If you run just on one host, you package into the container whatever MPI you want and run MPI program inside any single host inside the container: singularity exec my.img mpirun -np 4 myprog.
When running in parallel on multiple hosts, the container needs to be launched with the host based MPI so there has to be some level of compatibility between the host and container MPI. They don't necessarily need to be exactly the same, but binary compatible.
I have tested various recent MPICH derivatives (MPICH, MVAPICH2, Intel MPI) - though not exhaustively, and since they share common ABI (https://wiki.mpich.org/mpich/index.php/ABI_Compatibility_Initiative
), most of the time, they work with each other (the exception being one MPI is built with an option which the other MPI build does not have - example of that is an Ubuntu stock MPICH which uses BLCR checkpointing which Intel MPI does not package - see a container we did that revealed this at https://github.com/CHPC-UofU/Singularity-meep-mpi
What we also did was to simply bring in our clusters LMod modules, and then use the MPI binaries from the host in the container. If the MPI is built with old enough glibc (e.g. Intel MPI), it works on many Linux distros. Though, this obviously is not very portable.

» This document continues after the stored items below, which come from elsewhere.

PR #1127, opened 2024-03-19
Fix color masking in Pixie

### LINKED ISSUE #1117: Error in `plot_utils.save_colored_masks` and `plot.utils.plot_pixel_cell_cluster`
**Describe the bug**
Both `plot_utils.save_colored_masks` and `plot_utils.plot_pixel_cell_cluster` are not mapping the right color to the right cell population when the cluster IDs are not continuous. See the example below. Essentially, when there are breaks in the metacluster IDs (for example, numbers are skipped), the color mapping becomes incorrect.

I think the reason for this is because the wrong column is being read in `MetaclusterColormap`. Due to some recent refactoring, we are now adding a "cluster_id" column to `cell_meta_cluster_mapping.csv` (https://github.com/angelolab/ark-analysis/blob/main/src/ark/utils/data_utils.py#L444-L451), and these numbers are used to create the cell mask. However, the "cluster_id" column is being ignored in the `MetaclusterColormap` functions (https://github.com/angelolab/ark-analysis/blob/main/src/ark/utils/plot_utils.py#L42), so the colors are being mapped to the wrong numbers.

We are currently feeding in `raw_cmap` into `plot_utils.save_colored_masks` and `plot_utils.plot_pixel_cell_cluster` . I think it would be safer to refactor that function and feed `renamed_cmap` into that function, since `renamed_cmap` has the actual text labels for each cluster. I think that would be the best way to ensure the right colors are mapped to the right cells.

**Expected behavior**
Generate accurate color overlays.

**To Reproduce**
Run the example dataset through notebook 3. Highlight all of metacluster 2 and click "new metacluster" to change metacluster 2 to metacluster 21. If you then look at the colored overlays, you'll see that cells that were previously in metacluster 2 are NOT properly assigned to metacluster 21 (as they should be). In the screenshot below, you can see that metacluster 2 no longer exists in the bottom (which is correct), but all cells that were previously metacluster 2 (light red in the top example) should now be green (color of metacluster 21 - it is correct in the legend), but they are not correctly colored (instead of green, they are a light teal color).

Original clustering:
image
image

New clustering (the only change I made was change cluster 2 to cluster 21):
image
image

camisowers:

Closes #1117. Fixes colored masking for both pixel and cell clustering.

The problem seemed to arise from non-sequential meta_cluster ids. If you change meta cluster 2 -> 21, then the IDs would be [1,3,4, ..., 21], which causes an issue when creating a colormap that expects only 20 clusters (and therefore values up to 20). However, upon further investigation, most of the cell cluster colors were being visualized incorrectly.

To ensure we are always matching the clusters correctly no matter the meta_cluster ID assignments, we
1. Reassign regular (non-colored) mask values to be sequential ints and save it to the *_meta_cluster_mapping.csv for reference. Use `sort_values(by=['cell_meta_cluster'])` to ensure the cluster_id are generated by ascending meta cluster number every time for consistency.
   - The cell masks already did this, but it was not using the saved `cluster_id` values in *_meta_cluster_mapping.csv and was instead doing it's own (second) reassignment, which was why the mapping was wrong.
2. When generating colored masks, simply go into the saved file so we can grab the cluster_id that corresponds to the meta_cluster number, and combine that with the raw_cmap (e.g. {meta_cluster: color}), so we can know for sure which mask integer ID connects to each color.

**Old (no good) colored mask output:**
image

**New (correct) colored mask output:**
Figure 3
Verified by me hand checking the `label` and the provided `cell_meta_cluster_rename` in the cell table for a bunch of random cells in the image. 😅

**Remaining issues**

- [x] Check pixel clustering mantis mapping file.

### DIFF
--- a/src/ark/utils/data_utils.py
+++ b/src/ark/utils/data_utils.py
@@ -477,7 +477,8 @@ def generate_and_save_cell_cluster_masks(
 
 
 def generate_pixel_cluster_mask(fov, base_dir, tiff_dir, chan_file_path,
-                                pixel_data_dir, pixel_cluster_col='pixel_meta_cluster'):
+                                pixel_data_dir, cluster_mapping,
+                                pixel_cluster_col='pixel_meta_cluster'):
     """For a fov, create a mask labeling each pixel with their SOM or meta cluster label
 
     Args:
@@ -493,6 +494,8 @@ def generate_pixel_cluster_mask(fov, base_dir, tiff_dir, chan_file_path,
         pixel_data_dir (str):
             The path to the data with full pixel data.
             This data should also have the SOM and meta cluster labels appended.
+        cluster_mapping (pd.DataFrame)
+            Dataframe detailing which meta_cluster IDs map to which cluster_id
         pixel_cluster_col (str):
             Whether to assign SOM or meta clusters
             needs to be `'pixel_som_cluster'` or `'pixel_meta_cluster'`
@@ -542,11 +545,9 @@ def generate_pixel_cluster_mask(fov, base_dir, tiff_dir, chan_file_path,
     # get the corresponding cluster labels for each pixel
     cluster_labels = list(fov_data[pixel_cluster_col])
 
-    # relabel clusters with sequential integers (cluster_id)
-    unique_clusters = list(np.unique(cluster_labels))  # returns sorted meta cluster numbers
-    cluster_ids = list(range(1, len(unique_clusters) + 1))
-    id_mapping = {meta_cluster: cluster_id
-                  for meta_cluster, cluster_id in zip(unique_clusters, cluster_ids)}
+    # relabel meta_cluster numbers with cluster_id
+    cluster_mapping = cluster_mapping.drop_duplicates()[[pixel_cluster_col, 'cluster_id']]
+    id_mapping = dict(zip(cluster_mapping[pixel_cluster_col], cluster_mapping['cluster_id']))
     cluster_labels = [id_mapping[label] for label in cluster_labels]
 
     # assign each coordinate in pixel_cluster_mask to its respective cluster label
@@ -626,7 +627,8 @@ def generate_and_save_pixel_cluster_masks(fovs: List[str],
                 generate_pixel_cluster_mask(fov=fov, base_dir=base_dir, tiff_dir=tiff_dir,
                                             chan_file_path=chan_file_path,
                                             pixel_data_dir=pixel_data_dir,
-                                            pixel_cluster_col=pixel_cluster_col)
+                                            pixel_cluster_col=pixel_cluster_col,
+                                            cluster_mapping=updated_cluster_map)
 
             # save the pixel mask generated
             save_fov_mask(fov, data_dir=save_dir, mask_data=pixel_mask, sub_dir=sub_dir,
--- a/src/ark/utils/data_utils.py
+++ b/src/ark/utils/data_utils.py
@@ -19,11 +19,10 @@ import xarray as xr
 from ark import settings
 from skimage.segmentation import find_boundaries
 import dask.dataframe as dd
-from dask import delayed
+from pandas.core.groupby.generic import DataFrameGroupBy
 from anndata import AnnData, read_zarr
 from anndata.experimental import AnnCollection
 from anndata.experimental.multi_files._anncollection import ConvertType
-from tqdm.dask import TqdmCallback
 from torchdata.datapipes.iter import IterDataPipe
 from typing import Iterator, Optional
 try:
@@ -849,14 +848,13 @@ def stitch_images_by_shape(data_dir, stitched_dir, img_sub_folder=None, channels
                                current_img)
 
 
-@delayed
-def _convert_ct_fov_to_adata(fov_dd: dd.DataFrame, var_names: list[str], obs_names: list[str], save_dir: os.PathLike) -> str:
+def _convert_ct_fov_to_adata(fov_group: DataFrameGroupBy, var_names: list[str], obs_names: list[str], save_dir: os.PathLike) -> str:
     """Converts the cell table for a single FOV to an `AnnData` object and saves it to disk as a
     `Zarr` store.
 
     Parameters
     ----------
-    fov_dd : dd.DataFrame
+    fov_group : DataFrameGroupBy
         The cell table subset on a single FOV.
     var_names: list[str]
         The marker names to extract from the cell table.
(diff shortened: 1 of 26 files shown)


src/ark/utils/plot_utils.py
```diff
@@ -147,14 +144,30 @@ def _metacluster_cmap_generator(self) -> None:
...
+        cluster_id_to_metacluster_map = cluster_id_to_name[
+            [f"{self.cluster_type}_meta_cluster", "cluster_id"]].drop_duplicates()
+        unassigned_cluster_id: int = int(cluster_id_to_name["cluster_id"].max() + 1)
+        cluster_id_to_metacluster_map = pd.concat(
+            [
+                cluster_id_to_metacluster_map,
+                pd.DataFrame(
+                    data={
+                        f"{self.cluster_type}_meta_cluster": [unassigned_cluster_id, 0],
+                        "cluster_id": [unassigned_id, 0],
```
cliu72, line 157: I think `unassgined_cluster_id` and `unassigned_id` are flipped? Should it be:
```
data={
                        f"{self.cluster_type}_meta_cluster": [unassigned_id, 0],
                        "cluster_id": [unassigned_cluster_id, 0],
}
```

Since above, `unassigned_cluster_id: int = int(cluster_id_to_name["cluster_id"].max() + 1)`, so `unassigned_cluster_id` shoud correspond to the `cluster_id` column.

(but per my comment below, this might not be necessary at all)

src/ark/utils/data_utils.py
```diff
@@ -537,9 +539,16 @@ def generate_pixel_cluster_mask(fov, base_dir, tiff_dir, chan_file_path,
...
+    # get the corresponding cluster labels for each pixel
     cluster_labels = list(fov_data[pixel_cluster_col])
 
+    # relabel clusters with sequential integers (cluster_id)
+    unique_clusters = list(np.unique(cluster_labels))  # returns sorted meta cluster numbers
+    cluster_ids = list(range(1, len(unique_clusters) + 1))
+    id_mapping = {meta_cluster: cluster_id
+                  for meta_cluster, cluster_id in zip(unique_clusters, cluster_ids)}
+    cluster_labels = [id_mapping[label] for label in cluster_labels]
+
```
cliu72, line 551: When I search for this function `generate_pixel_cluster_mask` in Github, I can't tell where in the pipeline it's used (search results only return the function definition and the test file), but I imagine that this implementation could cause some downstream problems if not every FOV contains every cluster. For example, if FOV1 contains clusters 1,3,5 - then those will be mapped to 1,2,3. However, if FOV2 contains clusters 1,2,5 - then those will also be mapped to 1,2,3. This could be confusing downstream because it seems like FOV1 and FOV2 contain the same clusters when they don't.

src/ark/utils/plot_utils.py
```diff
@@ -99,6 +98,7 @@ def _metacluster_cmap_generator(self) -> None:
                 f"{self.cluster_type}_som_cluster",
                 f"{self.cluster_type}_meta_cluster",
                 f"{self.cluster_type}_meta_cluster_rename",
+                f"cluster_id",
```
cliu72, line 101: Not important at all, but it'd be good to update the comment in line 95 with these updated column names.

src/ark/utils/plot_utils.py
```diff
@@ -147,14 +144,30 @@ def _metacluster_cmap_generator(self) -> None:
...
+        # sort by cluster_id ascending, so colors align with mask integers
+        cluster_id_to_color.sort_values(by="cluster_id", inplace=True)
+        cluster_id_to_color.reset_index(drop=True, inplace=True)
 
-        metacluster_to_index = {}
-        metacluster_id_to_name.reset_index(drop=True, inplace=True)
-        for index, row in metacluster_id_to_name.reset_index(drop=True).iterrows():
-            metacluster_to_index[row[f'{self.cluster_type}_meta_cluster']] = index
+        # Convert the list of tuples to a numpy array, each index is a color
+        mc_colors: np.ndarray = np.array(cluster_id_to_color['color'].to_list())
```
cliu72, line 170: I think everything above this is a little bit needlessly confusing. It seems like all of this code is to first map metacluster to color, and then metacluster to cluster_id, then cluster_id to color while adding an unassigned id twice. I think it can be simplified to add the unassigned id only once.

I think this is much simpler, starting from line 106 (sorry didn't have time to test it so might have issues, but this is the gist of what I'm thinking, let me know if there's a flaw my logic):

```
        # subset on metacluster, metacluster name, and cluster id
        metacluster_id_to_name = cluster_id_to_name[
            [f"{self.cluster_type}_meta_cluster", f"{self.cluster_type}_meta_cluster_rename","cluster_id"]
        ].copy()
        unassigned_meta_cluster: int = int(
            metacluster_id_to_name[f"{self.cluster_type}_meta_cluster"].max() + 1)
        unassigned_cluster_id: int = int(
            metacluster_id_to_name["cluster_id"].max() + 1)

        # Extract unique (metacluster-ID,  name, cluster_id)
        # Set the unassigned meta cluster to be the max ID + 1
        # Set 0 as the Empty value
        metacluster_id_to_name: pd.DataFrame = pd.concat(
            [
                metacluster_id_to_name.drop_duplicates(),
                pd.DataFrame(
                    data={
                        f"{self.cluster_type}_meta_cluster": [unassigned_meta_cluster, 0],
                        f"{self.cluster_type}_meta_cluster_rename": ["Unassigned", "Empty"],
                        "cluster_id":[unassigned_cluster_id, 0]
                    }
                )
            ]
        )

        # add the unassigned color to the metacluster_colors dict
        self.metacluster_colors.update({unassigned_meta_cluster: self.unassigned_color})

        # add the no cluster color to the metacluster_colors dict
        self.metacluster_colors.update({0: self.background_color})

        # assert the metacluster index in colors matches with the ids in metacluster_id_to_name
        misc_utils.verify_same_elements(
            metacluster_colors_ids=list(
                self.metacluster_colors.keys()),
            metacluster_mapping_ids=metacluster_id_to_name
            [f'{self.cluster_type}_meta_cluster'].values)
        # use metacluster_colors to add the colors to metacluster_id_to_name
        metacluster_id_to_name["color"] = metacluster_id_to_name[
            f"{self.cluster_type}_meta_cluster"
        ].map(self.metacluster_colors)

        # sort by cluster_id ascending, so colors align with mask integers
        metacluster_id_to_name.sort_values(by="cluster_id", inplace=True)
        metacluster_id_to_name.reset_index(drop=True, inplace=True)

        # Convert the list of tuples to a numpy array, each index is a color
        mc_colors: np.ndarray = np.array(metacluster_id_to_name['color'].to_list())
```

cliu72 (changes requested):
A few suggestions!

src/ark/utils/plot_utils.py
camisowers: Yeah this makes sense to me and should work! I was trying to avoid pd.merge() issues with the two dfs but just adding cluster_id to the original metacluster_id_to_name totally solves that!

src/ark/utils/data_utils.py
camisowers: It's used in the same data_utils files in `generate_and_save_pixel_cluster_masks()`.
But yes you're right this could definitely cause issues. I can instead pass the mapping saved to cluster_id_name_path in the wrapper function since that is generated directly from the mapping file which contains every cluster!

cliu72: Oh duh I'm dumb lol

cliu72 (approved):
Looks good to me!

alex-l-kong (approved):
Looks good

srivarra (approved):
Wild stuff!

My choice for an as portable as possible container would be basic MPICH build inside the container (no IB, BLCR, etc), with the container user having the choice to use MPICH ABI compatible MPIs like MVAPICH2, IMPI, or Cray MPI. To bring in IB, one would have to LD_PRELOAD or prepend LD_LIBRARY_PATH with the libmpi.so from the host that has the IB support built in.
OpenMPI has its own ABI and seems to be more aware of the container vs. host binary compatibility (https://github.com/open-mpi/ompi/wiki/Container-Versioning
), but perhaps that's just because its ABI is more fluid than that of MPICH.